Taken | Teen Ink

Taken

January 6, 2015
By Anonymous

    Clank. Clank. The metal balls, once shiny but now dulled from years of usage, rub against each other. My grandfather holds them in his palm, and gently rolls them around and around in circles. I picked them up once, and tried to do the same, but they were too big and too heavy for my little nine year-old hands to hold.
    “Grandpa, why do you roll those balls?” I’d asked.
    “I roll them because it gives my hand something to do, and helps me be peaceful,” he replied, still rolling.
    My grandfather had just moved into our house with my grandmother. My grandmother was always bustling around and murmuring, as if she couldn’t stay still for one moment. She was always cooking, cleaning, or muttering about what ungrateful slobs we all were. My grandfather on the other hand, was the mellow one, only becoming animated when provoked. He was always sitting in an old rocking chair, rolling those metal balls, and staring off into space. He looked like he was pondering the universe.      Occasionally, I would sit there with him, never speaking, just sitting and rocking.
    My grandmother got annoyed with him very often, glaring at him when he refused to do something she asked, no demanded, he do. He would either brush her off good-naturedly or continue rocking. I suppose there will be fights and spats when you’ve been married for as long as they were. But everyday after lunch, my grandparents would always take a walk together. They were always constant, following the same routine. My grandmother muttered, and my grandfather rolled those metal balls.

    I don’t really remember when I began to notice a change. It was something that happened gradually. My grandfather began to forget where he put things or what he had done just minutes before. My grandmother’s scolding and annoyance increased, and so did her bustling and busy work. I didn’t think much of it, but then it got worse. My grandfather began to snap at everyone and become enraged at the slightest things. He would get so frustrated when he couldn’t remember where he put anything, and what he was doing here.
    “I want to go back to China!” he bellowed.
    “We can’t, we live here now,” my grandmother tried to placate him.
    But he would not be soothed. “Then I’ll kill myself!”
    After this episode, it only got worse. He threatened to kill himself almost every day, and then multiple times a day. My grandmother would just sigh, and then cry later to my mom.
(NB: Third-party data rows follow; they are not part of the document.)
PR #1196, opened 2021-10-27
Update chromothripsis panels to use new cancer group palette (Fig 3)

jaclyn-taroni:
⚠️ downstream of #1193

Working towards PDF versions of individual panels in directories `figures/pdfs/<figure number>/panels`  using the new color palette in #1193. 

This is regarding Figure 3 ([placeholder image](https://github.com/AlexsLemonade/OpenPBTA-manuscript/blob/69cf76bd28a84e7587febbd11665d324da22177d/content/images/main/Figure3.png)). Here I am:

* Adding a shell script to make it easy to run the entirety of the chromothripsis module
* Saving the CNV breaks vs. SV breaks scatter plot panel as a PDF (in addition to a PNG) in the notebook where that plot was originally made
* Adding the chromothripsis figure steps to `figures/generate-figures.sh`
  * Running the module in its entirety via the new shell script for that module 
  * Copying over the PDF of the scatter plot panel to `figures/pdfs/fig3/panels`
  * Adding an Rscript, adapted from `analyses/chromothripsis/04-plot-chromothripsis-and-breakpoint-data.Rmd`, to make the bar plot panel with the new cancer group palette introduced in #1193

The new publication ready plot specific Rscript seemed like a quicker path to getting this panel done (and tweaked as necessary) because I haven't removed the older palette (`figures/palettes/histology_label_color_table.tsv`) yet.

PR #1197, opened 2021-10-27
Update interaction plot to use new cancer group palette

jaclyn-taroni:
⚠️ downstream of #1193 and #1196

Working towards PDF versions of individual panels in directories `figures/pdfs/<figure number>/panels`  using the new color palette in #1193. 

This is regarding Figure 3 ([placeholder image](https://github.com/AlexsLemonade/OpenPBTA-manuscript/blob/69cf76bd28a84e7587febbd11665d324da22177d/content/images/main/Figure3.png)). Here I am:

* Saving the `interaction-plot` figures for _all disease types_ as PDFs, instead of PNGs
* Removing any labeling of panels by `patchwork`
* Adding patterning to the stacked bar chart because without it it's a little difficult to distinguish between DMG, CRANIO, and HGG astrocytoma
* Copying over the PDF instead of the PNG (see point 1!)


jharenza:
The colors look better to me!

jaclyn-taroni:
The patterning has been removed, as we've updated cancer group colors such that distinguishing between adjacent cancer groups in the stacked bar plots is less of a concern.

jashapiro (approved):
I think this looks good, but I have a couple of questions.

The first is just that I am a little confused when you say you are adding "Adding patterning to the stacked bar chart". Do you just mean the outline, or was there more patterning to add that is not showing up here? I am assuming the outline is all you meant, so I am approving this, but if there was more that you intended to do, you can rerequest me after adding it. 

The other question is if we want to update all the figures to pdf? Probably not, but thought it was worth asking.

    At this point, I was old enough to know that my grandfather had Alzheimer’s disease. The disease was literally eating away at his brain and causing him to become someone entirely different. The disease was taking him away, right before our very eyes. He lost weight, refused to eat, and refused to do anything. He stopped taking walks with my grandmother and he refused to take his medicine. My grandmother became more and more frenzied, and constantly fretted and hovered over my grandfather.
    One day, I realized suddenly that he wasn’t rolling his metal balls anymore. When I questioned him about them, he didn’t reply. So I asked my mom. She told me that my grandfather was sick, so my grandmother took the balls away from him so he wouldn’t hurt himself or lose them. She said that maybe someday she would give the balls back to him. I never saw them again.